Immunofluorescence analysis of expression inhibition of JP1 and JP2 in C2C12 cells. C2C12 cells were transfected with pSuperLuc-GFP as negative control (A–C, G–I, M–O, and S–U) or with pSuperJPAi-GFP to silence JP1 and JP2 expression (D-F, J–L, P–R, and V–X). C2C12 cells transfected with pSuperLuc-GFP were immunostained with antibodies against JP1 (A–C), JP2 (G–I), RyR (M–O), and α1s DHPR (S–U). C2C12 cells were transfected with pSuperJPAi-GFP were immunostained with antibodies against JP1 (D–F), JP2 (J–L), RyR (P–R), and α1s-DHPR (V–X).

FIGURE 4.

DHPR-mediated Ca²⁺ entry, charge movement, and Ca²⁺ release in control and JP knockdown C2C12 myotubes. A, Ca²⁺ current traces obtained in a control myotube (cont, left) and in a pSuperJPAi-GFP-positive myotube (pJPA, right) in response to the depolarizing pulse protocol illustrated below. B, mean voltage dependence of the peak Ca²⁺ current density (left) and corresponding mean maximum conductance (right) in control (n = 5), pSuperJPAi-GFP-positive (n = 6), and pSuperLuc-GFP-positive (n = 5) myotubes.

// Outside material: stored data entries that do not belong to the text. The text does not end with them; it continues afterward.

PR #384, opened 2020-11-24
Added support for boost installations other than the default location

sbalint98:
This PR should allow the user to use boost installations that are in a custom location easily.

### DIFF
--- a/CMakeLists.txt
+++ b/CMakeLists.txt
@@ -20,8 +20,8 @@ FORCE)
   endif()
 endif()
 
+set(BOOST_ROOT ${BOOST_PATH})
 find_package(Boost COMPONENTS context fiber REQUIRED)
-
 # Check for CUDA/ROCm and clang
 find_package(CUDA QUIET)
 # We currently search for hipcc to check for ROCm installation
@@ -142,6 +142,7 @@ set(SYCLCC_CONFIG_FILE "{
   \"default-gpu-arch\"  : \"${DEFAULT_GPU_ARCH}\",
   \"default-cpu-cxx\"   : \"${CMAKE_CXX_COMPILER}\",
   \"default-rocm-path\" : \"${ROCM_PATH}\",
+  \"default-boost-path\" : \"${BOOST_PATH}\",
   \"default-use-bootstrap-mode\" : \"false\",
   \"default-is-dryrun\" : \"false\",
   \"default-clang-include-path\" : \"${CLANG_INCLUDE_PATH}\",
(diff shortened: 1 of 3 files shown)


illuhad:
Wouldn't it be better to add generalized `cxx_flags` and `link_line` arguments for the CPU backend? Otherwise we have the same issue for OpenMP, or other dependencies.

sbalint98:
Well, boost is a dependency of both the `omp` and the `omp_sequential` backend, if I understood correctly. And since the sequential backend is temporary it might be unnecessary to expose its dependencies.  And by the same token, would you also remove the `default-cuda-path` and the `default-rocm-path` vars?

illuhad:
boost as a hard dependency is probably going to remain even after `omp_sequential` is removed since we need `boost.fiber` for replacement backends e.g. based on TBB as well.

I don't think we can remove existing arguments such the cuda path or rocm path, but we might want to change how they work internally: I would like to have them set corresponding substitution variables which then are used by default cxx flags and link lines.

sbalint98:
> boost as a hard dependency is probably going to remain even after omp_sequential is removed since we need boost.fiber for replacement backends e.g. based on TBB as well.

I wanted to open a separate PR with the exposure of the cxx flags and the link lines for all backends, but probably it might be better to just close this PR and move these changes in the other one. 

> I don't think we can remove existing arguments such the cuda path or rocm path, but we might want to change how they work internally: I would like to have them set corresponding substitution variables which then are used by default cxx flags and link lines.

I am not sure if I fully understand this. In syclcc the `default-cuda/rocm-path` specified in syclcc.json are currently used to set substitutions variables for the `HIPSYCL_CUDA/ROCM_PATH` `HIPSYCL_CUDA/ROCM_LIB_PATH` vars that are substituted from the cxx and link lines for cuda and rocm. How would you like to change this behaviour?

illuhad:
> I wanted to open a separate PR with the exposure of the cxx flags and the link lines for all backends, but probably it might be better to just close this PR and move these changes in the other one.

okay :)

>  I am not sure if I fully understand this. In syclcc the default-cuda/rocm-path specified in syclcc.json are currently used to set substitutions variables for the HIPSYCL_CUDA/ROCM_PATH HIPSYCL_CUDA/ROCM_LIB_PATH vars that are substituted from the cxx and link lines for cuda and rocm. How would you like to change this behaviour?

Only in a subtle way. I think the idea would be to not refer to them directly, but only potentially when the cxx line or link line is evaluated and their substitution variables are referenced there. I think there are still a couple of places that use them directly inside `syclcc`.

Superimposed lines were calculated from the average values of the parameters obtained from fitting the appropriate function to the individual series of data (see ”Experimental Procedures“). C, left, charge movement currents measured in a control and in a pSuperJPAi-GFP-positive myotube at the indicated values of membrane potential. Right, mean voltage dependence of charge density in control (n = 13), pSuperJPAi-GFP-positive (n = 9), and pSuperLuc-GFP-positive myotubes (n = 10). Superimposed lines were calculated from the average values of the parameters obtained from fitting a Boltzmann function to the individual series of data. D, line-scan images of the rhod-2 fluorescence taken from a control myotube (left) and from a pSuperJPAi-GFP-positive myotube (right). Vertical size corresponds to 100 μm. Myotubes were stimulated by a 200-ms-long voltage clamp depolarization from −80 mV to the indicated level. The average time course of change in rhod-2 fluorescence is shown underneath each line-scan image. E, left, average rhod-2 fluorescence transient elicited by a depolarizing pulse to +40 mV in nine control and seven pSuperJPAi-GFP-positive myotubes. Right, corresponding mean (± S.E.) peak amplitude of the rhod-2 transient in the two sets of myotubes.